RECORDS FOR THE TASK.
◆ ◆ ◆ ◆ ◆ ◆ ◆

PR #736, opened 2023-08-18
UI: Support for terminal history search with arrow keys

ficocelliguy:
Adds support for using the up and down arrow keys to search through your terminal history based on current text, similar to how the [feature works on zsh](https://coderwall.com/p/jpj_6q/zsh-better-history-searching-with-arrow-keys)

For example, typing "ru" and then hitting up arrow will cycle through previous commands you have entered starting with "ru" such as `run n00dles.js` and `run Nuke.exe` until you find the one you want, and hitting "tab" will then fill in that command from the history.  Hitting "enter" will execute the suggestion as a command.

Up and down arrow on an empty terminal is unchanged, and maintains the current functionality of cycling through recent terminal history sorted by time entered.

This feature can be disabled under the "misc" settings if desired by the user.

In the below example, `connect foodnstuff` is the first search result. Even though there are other commands that were entered after "connect foodnstuff"  (such as "home") , they are skipped because the user was searching for commands starting with "co" 

Capture3

### DIFF
--- a/src/Settings/Settings.ts
+++ b/src/Settings/Settings.ts
@@ -27,7 +27,7 @@ export const Settings = {
   /** Whether to enable bash hotkeys */
   EnableBashHotkeys: false,
   /** Whether to enable terminal history search */
-  EnableHistorySearch: true,
+  EnableHistorySearch: false,
   /** Timestamps format string */
   TimestampsFormat: "",
   /** Locale used for display numbers. */
--- a/src/Settings/Settings.ts
+++ b/src/Settings/Settings.ts
@@ -26,6 +26,8 @@ export const Settings = {
   DisableOverviewProgressBars: false,
   /** Whether to enable bash hotkeys */
   EnableBashHotkeys: false,
+  /** Whether to enable terminal history search */
+  EnableHistorySearch: true,
   /** Timestamps format string */
   TimestampsFormat: "",
   /** Locale used for display numbers. */
--- a/src/Terminal/ui/TerminalInput.tsx
+++ b/src/Terminal/ui/TerminalInput.tsx
@@ -1,4 +1,4 @@
-import React, {useState, useEffect, useRef} from "react";
+import React, { useState, useEffect, useRef } from "react";
 import Typography from "@mui/material/Typography";
 import { Theme } from "@mui/material/styles";
 import makeStyles from "@mui/styles/makeStyles";
@@ -44,10 +44,7 @@ export function TerminalInput(): React.ReactElement {
   const [value, setValue] = useState(command);
   const [postUpdateValue, setPostUpdateValue] = useState<{ postUpdate: () => void } | null>();
   const [possibilities, setPossibilities] = useState<string[]>([]);
-  const [searchTerm, setSearchTerm] = useState<string>("");
-  const [searchResultsIndex, setSearchResultsIndex] = useState<number>(-1);
   const [searchResults, setSearchResults] = useState<string[]>([]);
-  const [currentSearchPossibility, setCurrentSearchPossibility] = useState<string>("");
   const [autofilledValue, setAutofilledValue] = useState<boolean>(false);
   const classes = useStyles();
 
@@ -78,13 +75,11 @@ export function TerminalInput(): React.ReactElement {
   function handleValueChange(event: React.ChangeEvent<HTMLInputElement>): void {
     saveValue(event.target.value);
     setPossibilities([]);
-    resetSearch();
+    setSearchResults([]);
+    setAutofilledValue(false);
   }
 
   function resetSearch(isAutofilled = false) {
-    setSearchTerm("");
-    setCurrentSearchPossibility("");
-    setSearchResultsIndex(-1);
     setSearchResults([]);
     setAutofilledValue(isAutofilled);
   }
@@ -222,14 +217,15 @@ export function TerminalInput(): React.ReactElement {
     // Autocomplete
     if (event.key === KEY.TAB) {
       event.preventDefault();
-      if (searchResultsIndex !== -1) {
-        saveValue(currentSearchPossibility);
+      if (searchResults.length) {
+        saveValue(searchResults[0]);
         resetSearch(true);
         return;
       }
       const possibilities = await getTabCompletionPossibilities(value, Terminal.cwd());
       if (possibilities.length === 0) return;
-      resetSearch(true);
+
+      setSearchResults([]);
       if (possibilities.length === 1) {
         saveValue(value.replace(/[^ ]*$/, possibilities[0]) + " ");
         return;
@@ -258,25 +254,24 @@ export function TerminalInput(): React.ReactElement {
         return;
       }
 
-      // If there is a partial command in the terminal, hitting up will filter the history
-      if(value && !autofilledValue && Settings.EnableHistorySearch) {
-        let results = searchResults;
-
-        let index;
-        if (searchTerm !== value) {
-          results = Terminal.commandHistory.filter(item => item?.startsWith(value));
-
+      // If there is a partial command in the terminal, hitting "up" will filter the history
+      if (value && !autofilledValue && Settings.EnableHistorySearch) {
+        if (searchResults.length > 1) {
+          const results = [...searchResults];
+          results.push(results.shift() ?? "");
           setSearchResults(results);
-          setSearchTerm(value);
-          setSearchResultsIndex(index = 0);
-        } else {
-          setSearchResultsIndex(index = (searchResultsIndex + 1) % results.length);
+          return;
         }
+        const newResults = [...new Set(Terminal.commandHistory.filter((item) => item?.startsWith(value)).reverse())];
 
-        const result = results[index];
-        setCurrentSearchPossibility(result)
-
-        return;
+        // If there is only one result, simply make that the value in the terminal
+        if (newResults.length === 1) {
+          saveValue(newResults[0]);
+          return;
+        } else if (newResults.length) {
+          setSearchResults(newResults);
+          return;
+        }
       }
 
       if (i < 0 || i > len) {
@@ -288,7 +283,7 @@ export function TerminalInput(): React.ReactElement {
       }
       const prevCommand = Terminal.commandHistory[Terminal.commandHistoryIndex];
       saveValue(prevCommand);
-      resetSearch( true);
+      resetSearch(true);
       if (ref) {
         setTimeout(function () {
           ref.selectionStart = ref.selectionEnd = 10000;
@@ -301,10 +296,10 @@ export function TerminalInput(): React.ReactElement {
       if (Settings.EnableBashHotkeys) {
         event.preventDefault();
       }
-      if (searchResultsIndex !== -1) {
-        const index = Math.max(searchResultsIndex - 1, 0);
-        setSearchResultsIndex(index);
-        setCurrentSearchPossibility(searchResults[index]);
+      if (searchResults.length > 1) {
+        const results = [...searchResults];
+        results.unshift(results.pop() ?? "");
+        setSearchResults(results);
         return;
       }
 
@@ -419,7 +414,10 @@ export function TerminalInput(): React.ReactElement {
             </Typography>
           ),
           spellCheck: false,
-          onBlur: () => setPossibilities([]),
+          onBlur: () => {
+            setPossibilities([]);
+            resetSearch();
+          },
           onKeyDown: onKeyDown,
         }}
       ></TextField>
@@ -439,7 +437,7 @@ export function TerminalInput(): React.ReactElement {
         </Paper>
       </Popper>
       <Popper
-        open={searchResultsIndex >= 0 && possibilities.length === 0}
+        open={!!searchResults.length && possibilities.length === 0}
         anchorEl={terminalInput.current}
         placement={"top"}
         sx={{ maxWidth: "75%" }}
@@ -449,7 +447,7 @@ export function TerminalInput(): React.ReactElement {
             Search result:
           </Typography>
           <Typography classes={{ root: classes.preformatted }} color={"primary"} paragraph={false}>
-            {`>  ${currentSearchPossibility}`}
+            {`>  ${searchResults[0]}`}
           </Typography>
         </Paper>
       </Popper>
--- a/src/Terminal/ui/TerminalInput.tsx
+++ b/src/Terminal/ui/TerminalInput.tsx
@@ -1,4 +1,4 @@
-import React, { useState, useEffect, useRef } from "react";
+import React, {useState, useEffect, useRef} from "react";
 import Typography from "@mui/material/Typography";
 import { Theme } from "@mui/material/styles";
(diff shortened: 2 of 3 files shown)


src/Terminal/ui/TerminalInput.tsx
```diff
@@ -237,6 +257,28 @@ export function TerminalInput(): React.ReactElement {
...
         return;
       }
+
+      // If there is a partial command in the terminal, hitting up will filter the history
+      if(value && !autofilledValue && Settings.EnableHistorySearch) {
+        let results = searchResults;
+
+        let index;
+        if (searchTerm !== value) {
+          results = Terminal.commandHistory.filter(item => item?.startsWith(value));
```
ficocelliguy: When testing with an artificial history of 10 million items, and with the desktop game open and many other chrome tabs, this search took ~140ms +- 20ms. This is only run once, when the user starts a new search, and is maintained as they navigate through the results.

src/Terminal/ui/TerminalInput.tsx
```diff
@@ -44,6 +44,11 @@ export function TerminalInput(): React.ReactElement {
   const [value, setValue] = useState(command);
   const [postUpdateValue, setPostUpdateValue] = useState<{ postUpdate: () => void } | null>();
   const [possibilities, setPossibilities] = useState<string[]>([]);
+  const [searchTerm, setSearchTerm] = useState<string>("");
+  const [searchResultsIndex, setSearchResultsIndex] = useState<number>(-1);
+  const [searchResults, setSearchResults] = useState<string[]>([]);
+  const [currentSearchPossibility, setCurrentSearchPossibility] = useState<string>("");
+  const [autofilledValue, setAutofilledValue] = useState<boolean>(false);
```
G4mingJon4s: To me, this seems like a lot of unnecessary values are stored...
What I would do is something like this:
- Remove searchTerm, just use value instead
- Remove currentSearchPossibility, use the first value of searchResults as the current value
- Remove searchResultsIndex, shift the searchResults instead
- Make searchResults be a computed value

The idea is to make all of the information you need be the array. The first value is the currently proposed command. Pressing up again shifts the array left, pushing the value from the front to the back.

Snarling:
* Most terminals don't use up/down as a way to search for a string as part of a command, they just use up/down to go between the most recent history entries. Having this be an option does fix that, but it should be a default off option because it's not a normal terminal behavior.
* The tab autocompletion popup thing is weird in this case. I get that it would be a lot more difficult to implement something that works like a real terminal though. Also like regular tab autocompletion, it should probably just immediately go to the one option if there's only one option, instead of showing a popup with one option and making you hit tab to select it.
* ~~Does not seem to work correctly, not all options are shown at least in this case (typed test and then hit up arrow):~~ 
image

Edit: Oh, I see it is only showing one suggestion at a time. It seems to show the oldest suggestion first, which does not seem correct to me.

Also hitting up at the end of the list loops the list, hitting down does not. Weird.

G4mingJon4s (changes requested):
Some minor things about the useStates used bother me a bit.

ficocelliguy:
Changes per feedback:
- Removed most of the state variables for simplicity
- Changed results array to use shift() and unshift() to navigate
- Changed both up and down arrow to loop through history
- Fixed suggestion order to start with most recent
- Added feature to autocomplete if there is only one suggestion that matches search history
- Changed feature flag to default to false

ficocelliguy:
Per suggestions from the discord ( https://discord.com/channels/415207508303544321/459097632896188436/1142187892303736863 ), changed the UI to act like ZSH, allowing for enter key selection and displaying current search result in terminal itself, instead of a pop-up:

Capture3

src/Terminal/ui/TerminalInput.tsx
Hoekstraa: @G4mingJon4s Be aware that shifting has a complexity of O(n), compared to indexing being O(1)

src/Terminal/ui/TerminalInput.tsx
```diff
@@ -237,6 +265,27 @@ export function TerminalInput(): React.ReactElement {
...
+
+      // If there is a partial command in the terminal, hitting "up" will filter the history
+      if (value && !autofilledValue && Settings.EnableHistorySearch) {
+        if (searchResults.length > 1) {
+          const results = [...searchResults];
+          results.push(results.shift() ?? "");
+          setSearchResults(results);
+          return;
+        }
+        const newResults = [...new Set(Terminal.commandHistory.filter((item) => item?.startsWith(value)).reverse())];
```
ncharris93, line 283: is this done to get unique values?

src/Terminal/ui/TerminalInput.tsx
```diff
@@ -301,10 +296,10 @@ export function TerminalInput(): React.ReactElement {
...
         event.preventDefault();
       }
-      if (searchResultsIndex !== -1) {
-        const index = Math.max(searchResultsIndex - 1, 0);
-        setSearchResultsIndex(index);
-        setCurrentSearchPossibility(searchResults[index]);
+      if (searchResults.length > 1) {
+        const results = [...searchResults];
+        results.unshift(results.pop() ?? "");
+        setSearchResults(results);
```
ncharris93, line 314: do you need a shallow copy of the searchResults? 

I might suggest using the setState's callback fn. 
```suggestion
        setSearchResults((results) => {
            results.unshift(results.pop() ?? "");
            return results;
        });
```





technically you could also do 
```suggestion
        searchResults.unshift(searchResults.pop() ?? "");
        setSearchResults(searchResults);
```
though mutating state is usually considered tabboo

src/Terminal/ui/TerminalInput.tsx
```diff
@@ -44,6 +53,8 @@ export function TerminalInput(): React.ReactElement {
   const [value, setValue] = useState(command);
   const [postUpdateValue, setPostUpdateValue] = useState<{ postUpdate: () => void } | null>();
   const [possibilities, setPossibilities] = useState<string[]>([]);
+  const [searchResults, setSearchResults] = useState<string[]>([]);
+  const [autofilledValue, setAutofilledValue] = useState<boolean>(false);
```
ncharris93: Just as a note: it's optional  to type `useState` hooks if they have a default value that can be inferred

src/Settings/Settings.ts
```diff
@@ -26,6 +26,8 @@ export const Settings = {
   DisableOverviewProgressBars: false,
   /** Whether to enable bash hotkeys */
   EnableBashHotkeys: false,
+  /** Whether to enable terminal history search */
```
myCatsName, line 29: @ncharris93 the word is correctly spelled `whether`

src/Terminal/ui/TerminalInput.tsx
ficocelliguy: Yes, to clean up duplicates in the history.

src/Terminal/ui/TerminalInput.tsx
ficocelliguy: Yeah, that is why I originally held an index instead. In addition it seems like updating the index triggers a re-render, unlike shifting an array, and having to allocate a new array each time seems expensive; I think I'll re-implement the index instead, after doing this, unless there is a good reason not to?

Snarling:
* I found it pretty hard to see the ghost text at least on the default theme:
image
* Hitting enter with the autocompleted entry selected leads to odd terminal output (actually runs the selected command from history, but shows on the display as if you only performed the partial entry): 
image
* I don't use zsh so I can't verify this myself, but I think there need to be other keybindings that have special interaction if the user is currently cycling through partially-completed history:
  * Right or left arrow should commit the current search result to the terminal input, and just move the cursor from its equivalent current position
  * Escape should probably abort the history search (currently can be done by typing a character and then deleting it)

Snarling (commented):
* I found it pretty hard to see the ghost text at least on the default theme:
image
* Hitting enter with the autocompleted entry selected leads to odd terminal output (actually runs the selected command from history, but shows on the display as if you only performed the partial entry): 
image
* I don't use zsh so I can't verify this myself, but I think there need to be other keybindings that have special interaction if the user is currently cycling through partially-completed history:
  * Right or left arrow should commit the current search result to the terminal input, and just move the cursor from its equivalent current position
  * Escape should probably abort the history search (currently can be done by typing a character and then deleting it)

d0sboots:
> I don't use zsh so I can't verify this myself, but I think there need to be other keybindings that have special interaction if the user is currently cycling through partially-completed history

I agree, with the caveat that what you suggested isn't how it works in zsh (by default, you can of course customize it however you want), and I think we should stick to how it works in a real shell.

d0sboots:
I use zsh, but with a heavily customized setup that includes using vi keybindings adjusted for Dvorak. So, I did some research on the defaults.

The default keymap is `emacs`, and here's what the manual has to say about the relevant default keybinds:
```
down-line-or-history (CTRL-n DownArrow)
    Move down a line in the buffer, or if already at the bottom line, move to the next event in the history list.

up-line-or-history (CTRL-p UpArrow)
    Move up a line in the buffer, or if already at the top line, move to the previous event in the history list.

down-line-or-search (unbound)
    Move down a line in the buffer, or if already at the bottom line, search forward in the history for a line
    beginning with the first word in the buffer.

up-line-or-search (unbound)
    Move up a line in the buffer, or if already at the top line, search backward in the history for a line beginning
    with the first word in the buffer.

history-incremental-search-backward (Alt-R Alt-Xr)
    Search backward incrementally for a specified string.  The search is case-insensitive  if  the  search  string
    does  not  have  uppercase letters and no numeric argument was given.  The string may begin with `^' to anchor
    the search to the beginning of the line.

    A restricted set of editing functions is available in the mini-buffer.  Keys are  looked  up  in  the  special
    isearch  keymap, and if not found there in the main keymap (note that by default the isearch keymap is empty).
    An interrupt signal, as defined by the stty setting, will stop the search and go back to  the  original  line.
    An  undefined  key will have the same effect.

    (After this, there's a list of how various keybinds interact with this mode, you can man zshzle for details)

history-incremental-search-forward (Alt-S Alt-Xs)
    Search forward incrementally for a specified string.  The search is case-insensitive if the search string does
    not  have  uppercase  letters  and no numeric argument was given.  The string may begin with `^' to anchor the
    search  to  the  beginning  of  the  line.  The functions available in the mini-buffer are  the  same  as  for
    history-incremental-search-backward.

history-search-backward (Alt-P Alt-p)
    Search backward in the history for a line beginning with the first word in the buffer.

history-search-forward (Alt-N Alt-n)
    Search forward in the history for a line beginning with the first word in the buffer.
```

Of particular note is that the behavior that the PR author is used to seems to be `up-line-or-search`/`down-line-or-search`, which is unbound by default but easily swapped for the default keybinds.

Other information: In zsh, while editing commands you can freely edit *any* command in the history. The "new" command is merely an entry that starts out empty, at the end of the history, and which you start editing by default. But until you "accept" a line by pressing enter, *all* changes are remembered, and this is reflected when searching through the history. For example, if the history started like this:

```
ps
ls
```

And then I went up a line, changed the "ls" to "foo", and went down a line (to the blank "new" entry) and typed "f" and then `Alt-p` (for `history-search-backward`), it would jump back an entry to the history entry that (still) lists "foo". Backward searching for "p" would not do anything.

Once a command is "accepted", it is added to the end of the history (possibly being collapsed if it is the same as a previous entry), and any other changes are lost, because the history when beginning to edit the next line will reflect the global history once again.

I'm not suggesting that we attempt to implement the full complexity of all this, just documenting what occurs.

ficocelliguy:
I have fixed the visual bug where the partial command/search term was printed to the terminal's scrolling history instead of the actually executed command.

I have also darkened the search suggestions to make them easier to read. (This involved slightly re-tooling how they are placed, to avoid covering up the user entry)

I added ESC key handling to clear out search suggestions, if the user doesn't want them; it's not a feature I've seen before but it feels intuitive to use.

I had already added support to the TAB key to fill out the suggested text into the value filed in the way that you recommended the arrow keys would work; if you decide we should also update the value and/or clear search when the arrow keys are pressed I can add that as well.


I don't see any support for React + jest component tests in the project currently, am I missing where it lives? I'm hesitant to change the component structure to expose the onKeyDown() method, just for the sake of unit tests; or to install dependencies and make decisions about how component tests should be structured without consulting you all.

Darker suggestion UI:
image

Snarling:
Looks good to me. Just a couple more questions since I am not familiar with the common setup for this type of feature on a real shell like zsh:

Up arrow when the current text does not match any history results: This causes the current text to be destroyed and replaced with a non-matching history entry. Not sure if this is intended behavior, since this is the only time hitting up will destroy the written text with the option enabled.

Down arrow after typing a search string: This doesn't initiate a history search, it just clears the terminal input. Again I don't know if this is expected behavior.

ficocelliguy:
In the zsh config I am used to (more or less how Oh My Zsh comes out-of-the-box, which has been the standard for my last few development clients), if you hit the up arrow with a search string that does not match anything, it does nothing (leaving the text in place).

If you are at the bottom of the history already, it does nothing and beeps at you if you hit the down arrow (both if you have a 'search string' or not)

Because this functionality seems like it is not what many users are used to, I preserved the existing up and down arrow behavior in cases where there isn't any matches to the search string. Up arrow goes to the previous history entry (not filtered); down arrow clearing the terminal is reproducible in the steam version of the game.

If you feel it would be better, I can expand the description of the config setting, and make it so that if there is any search string, the up and down arrows ONLY navigate through search results and not through history when the setting is enabled. Note that without the beep feedback, the feel would be different than zsh , I suspect, and the game doesn't seem to have sound currently. Perhaps a text indicator could be used to tell the user that no results are found or that they are at the bottom of the history, perhaps re-using the "ghost text" element I have added to show search suggestions? We could also simply do nothing in the up and down arrow case with no matches, to be as close to the IRL terminal behavior as possible.

(Currently I am also allowing the user to rotate through the history if there are matches and wrap around from newest to oldest, based on feedback from earlier; I could change this to be closer to zsh if desired and disallow wrapping around)

Snarling:
> In the zsh config I am used to (more or less how Oh My Zsh comes out-of-the-box, which has been the standard for my last few development clients), if you hit the up arrow with a search string that does not match anything, it does nothing (leaving the text in place).

Yeah I think up arrow with no valid search results -> do nothing is important behavior when this option is enabled. Looks like that's how it works in the real shell, and it also is just a consistency thing (hitting up arrow with this option enabled never destroys text the user has written). Snice this is an option, it's okay for it not to allow normal history navigation when a search fails (the user can just start with an empty string to get that).

I'm not as concerned with the down arrow behavior, as initiating a search with down arrow is not expected usage in zsh or here. I'm fine with keeping it how it is, or with changing it to also not do anything (with or without adding an indicator), or with making it initiate a search but wrap around to the oldest match

ficocelliguy:
Up arrow changed to only move through search results when the feature is enabled; nothing happens if there is no results. Down arrow left unchanged from prior commits (clears terminal if there is no results, navigates downward through results if the user is looking through search results).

◆ ◆ ◆ ◆ ◆ ◆ ◆

WHAT IS BEING ASKED. Word for word, restate the lines above from the line containing "(Currently I am" through the line containing "Yeah I think", with both included and nothing else.

WRITTEN REPLY.
(Currently I am also allowing the user to rotate through the history if there are matches and wrap around from newest to oldest, based on feedback from earlier; I could change this to be closer to zsh if desired and disallow wrapping around)

Snarling:
> In the zsh config I am used to (more or less how Oh My Zsh comes out-of-the-box, which has been the standard for my last few development clients), if you hit the up arrow with a search string that does not match anything, it does nothing (leaving the text in place).

Yeah I think up arrow with no valid search results -> do nothing is important behavior when this option is enabled. Looks like that's how it works in the real shell, and it also is just a consistency thing (hitting up arrow with this option enabled never destroys text the user has written). Snice this is an option, it's okay for it not to allow normal history navigation when a search fails (the user can just start with an empty string to get that).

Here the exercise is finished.